→ **Your goal**
An exact copy of all the records is the expected answer.

→ **Source data**
+ + + +

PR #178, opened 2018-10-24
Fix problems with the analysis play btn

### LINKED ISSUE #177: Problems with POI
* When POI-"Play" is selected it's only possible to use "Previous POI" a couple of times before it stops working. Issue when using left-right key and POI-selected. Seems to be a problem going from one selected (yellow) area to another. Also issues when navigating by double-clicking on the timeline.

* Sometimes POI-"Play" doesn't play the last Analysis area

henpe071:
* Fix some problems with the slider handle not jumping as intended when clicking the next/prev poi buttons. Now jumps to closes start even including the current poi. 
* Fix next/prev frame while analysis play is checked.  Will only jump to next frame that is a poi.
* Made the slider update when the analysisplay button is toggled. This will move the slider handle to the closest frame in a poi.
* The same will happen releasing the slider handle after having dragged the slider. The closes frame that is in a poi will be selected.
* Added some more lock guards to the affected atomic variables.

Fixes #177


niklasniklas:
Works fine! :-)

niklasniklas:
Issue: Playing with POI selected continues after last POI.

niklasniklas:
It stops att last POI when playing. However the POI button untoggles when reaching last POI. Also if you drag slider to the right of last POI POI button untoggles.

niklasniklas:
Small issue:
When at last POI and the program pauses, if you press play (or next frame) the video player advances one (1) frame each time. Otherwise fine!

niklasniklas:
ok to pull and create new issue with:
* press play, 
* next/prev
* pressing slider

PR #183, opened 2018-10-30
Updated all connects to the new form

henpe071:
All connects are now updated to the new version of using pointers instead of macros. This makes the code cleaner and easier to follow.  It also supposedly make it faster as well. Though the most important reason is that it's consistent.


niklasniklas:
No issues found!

+ + + +

→ **Task answer**
PR #178, opened 2018-10-24
Fix problems with the analysis play btn

### LINKED ISSUE #177: Problems with POI
* When POI-"Play" is selected it's only possible to use "Previous POI" a couple of times before it stops working. Issue when using left-right key and POI-selected. Seems to be a problem going from one selected (yellow) area to another. Also issues when navigating by double-clicking on the timeline.

* Sometimes POI-"Play" doesn't play the last Analysis area

henpe071:
* Fix some problems with the slider handle not jumping as intended when clicking the next/prev poi buttons. Now jumps to closes start even including the current poi. 
* Fix next/prev frame while analysis play is checked.  Will only jump to next frame that is a poi.
* Made the slider update when the analysisplay button is toggled. This will move the slider handle to the closest frame in a poi.
* The same will happen releasing the slider handle after having dragged the slider. The closes frame that is in a poi will be selected.
* Added some more lock guards to the affected atomic variables.

Fixes #177


niklasniklas:
Works fine! :-)

niklasniklas:
Issue: Playing with POI selected continues after last POI.

niklasniklas:
It stops att last POI when playing. However the POI button untoggles when reaching last POI. Also if you drag slider to the right of last POI POI button untoggles.

niklasniklas:
Small issue:
When at last POI and the program pauses, if you press play (or next frame) the video player advances one (1) frame each time. Otherwise fine!

niklasniklas:
ok to pull and create new issue with:
* press play, 
* next/prev
* pressing slider

PR #183, opened 2018-10-30
Updated all connects to the new form

henpe071:
All connects are now updated to the new version of using pointers instead of macros. This makes the code cleaner and easier to follow.  It also supposedly make it faster as well. Though the most important reason is that it's consistent.


niklasniklas:
No issues found!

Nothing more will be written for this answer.